Every entry must be output exactly as it is written.

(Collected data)

* * * * *

PR #451, opened 2021-04-30
Update rooms.json

LEDFlashing:
This might fix the angelthump stream


kacycrider:
I think we can close this PR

* * * * *

WRITTEN ANSWER:
PR #451, opened 2021-04-30
Update rooms.json

LEDFlashing:
This might fix the angelthump stream


kacycrider:
I think we can close this PR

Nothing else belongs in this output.